* [Stored records]:
+ + + + +

Issue #113, opened 2026-08-22
Images preceded by a caption div are silently dropped


jloutsch:
Found by running the 77-book public-domain corpus through `convert_oeb_to_kfx`. Every image kfxgen emits is displayed and no reference dangles — but **5 of 77 books emit fewer images than their source declares**, and at least some of those are real losses, not the intentional drop from #102.

## Reproduction

`research/gutenberg-top-90/pg40739.epub` (fetch with `python research/fetch_corpus.py`) declares **8 images** in its OPF. kfxgen emits **4**.

The 8 are all unique by content hash, all referenced from spine documents. So none of the usual explanations apply — not duplicates, not unreferenced, not out-of-spine.

## The signature

| Image | Emitted | Markup |
|---|---|---|
| `fidibusz1.png` … `fidibusz4.png` | yes (4/4) | `<div class="image-center"> <img src=…>` |
| `fig1.png`, `fig2.png`, `fig3.png` | **no (0/3)** | `<div class="image-center"> <div class="caption">Fig. 1.</div> <img src=…>` |

Perfect correlation across all seven: an `<img>` that is the first child of its container survives; an `<img>` preceded by a sibling `<div class="caption">` is dropped. Nothing is logged.

The eighth image, `titelseite.jpg`, is *correctly* not emitted — it is referenced by `<link rel="icon" type="image/x-cover">`, not an `<img>`, so it is a cover declaration rather than body content.

That makes the real count 7 body images in, 4 out.

## Why nothing caught it

Two reasons, both now fixed or filed:

1. The corpus sweep called a hand-rolled pipeline ending in `generate_full_book(title, author, chapters)`, which takes no images. Every book produced zero `$164` resources regardless of source, so the sweep could not see image handling at all. Fixed on the branch that adds this corpus.
2. The golden fixtures cover the shape that works. `make_body_images` emits plain `<img>` elements; nothing in the synthetic corpus pairs a caption element with an image, so tier-3 has no way to notice.

## Scope

Across the corpus, on the shipping path:

```
77/77 books convert without error
4445 source images -> 4404 emitted -> 4578 displayed
0 orphaned resources, 0 dangling refs
72 books emit exactly the source count
 5 books emit fewer
```

The five:

| Book | Source | Emitted |
|---|---|---|
| pg1342 | 164 | 131 |
| pg37106 | 206 | 204 |
| pg1400 | 32 | 31 |
| pg40739 | 8 | 4 |
[...]

Issue #102, opened 2026-08-08
kfxgen emits four unreferenced fragments; upstream kfxlib grades it ERROR and reference files have none


jloutsch:
Found while testing something unrelated (#100). Decoding kfxgen output with the full upstream `kfxlib` from the installed KFX Input plugin:

```
ERROR: Unreferenced fragments: content_1:: $145::, img_2:: $164::,
       resource/img_2:: $417::, s0_h:: $157::
```

An Amazon-produced reference file decoded the same way produces **no such error**, so this is specific to our output rather than a quirk of the decoder or of monolithic KFX generally.

## What the four are

| Fragment | What it is |
|---|---|
| `content_1` | A `$145` content fragment — **empty**, 0 strings, 0 characters |
| `img_2` / `resource/img_2` | An image resource and its bytes, referenced by nothing |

+ + + + +

* [Task to carry out]: Give back the entries above exactly as they are, from their first line through the line that contains "Two reasons, both", both included, with nothing else.

* [Result of the task]:
Issue #113, opened 2026-08-22
Images preceded by a caption div are silently dropped


jloutsch:
Found by running the 77-book public-domain corpus through `convert_oeb_to_kfx`. Every image kfxgen emits is displayed and no reference dangles — but **5 of 77 books emit fewer images than their source declares**, and at least some of those are real losses, not the intentional drop from #102.

## Reproduction

`research/gutenberg-top-90/pg40739.epub` (fetch with `python research/fetch_corpus.py`) declares **8 images** in its OPF. kfxgen emits **4**.

The 8 are all unique by content hash, all referenced from spine documents. So none of the usual explanations apply — not duplicates, not unreferenced, not out-of-spine.

## The signature

| Image | Emitted | Markup |
|---|---|---|
| `fidibusz1.png` … `fidibusz4.png` | yes (4/4) | `<div class="image-center"> <img src=…>` |
| `fig1.png`, `fig2.png`, `fig3.png` | **no (0/3)** | `<div class="image-center"> <div class="caption">Fig. 1.</div> <img src=…>` |

Perfect correlation across all seven: an `<img>` that is the first child of its container survives; an `<img>` preceded by a sibling `<div class="caption">` is dropped. Nothing is logged.

The eighth image, `titelseite.jpg`, is *correctly* not emitted — it is referenced by `<link rel="icon" type="image/x-cover">`, not an `<img>`, so it is a cover declaration rather than body content.

That makes the real count 7 body images in, 4 out.

## Why nothing caught it

Two reasons, both now fixed or filed:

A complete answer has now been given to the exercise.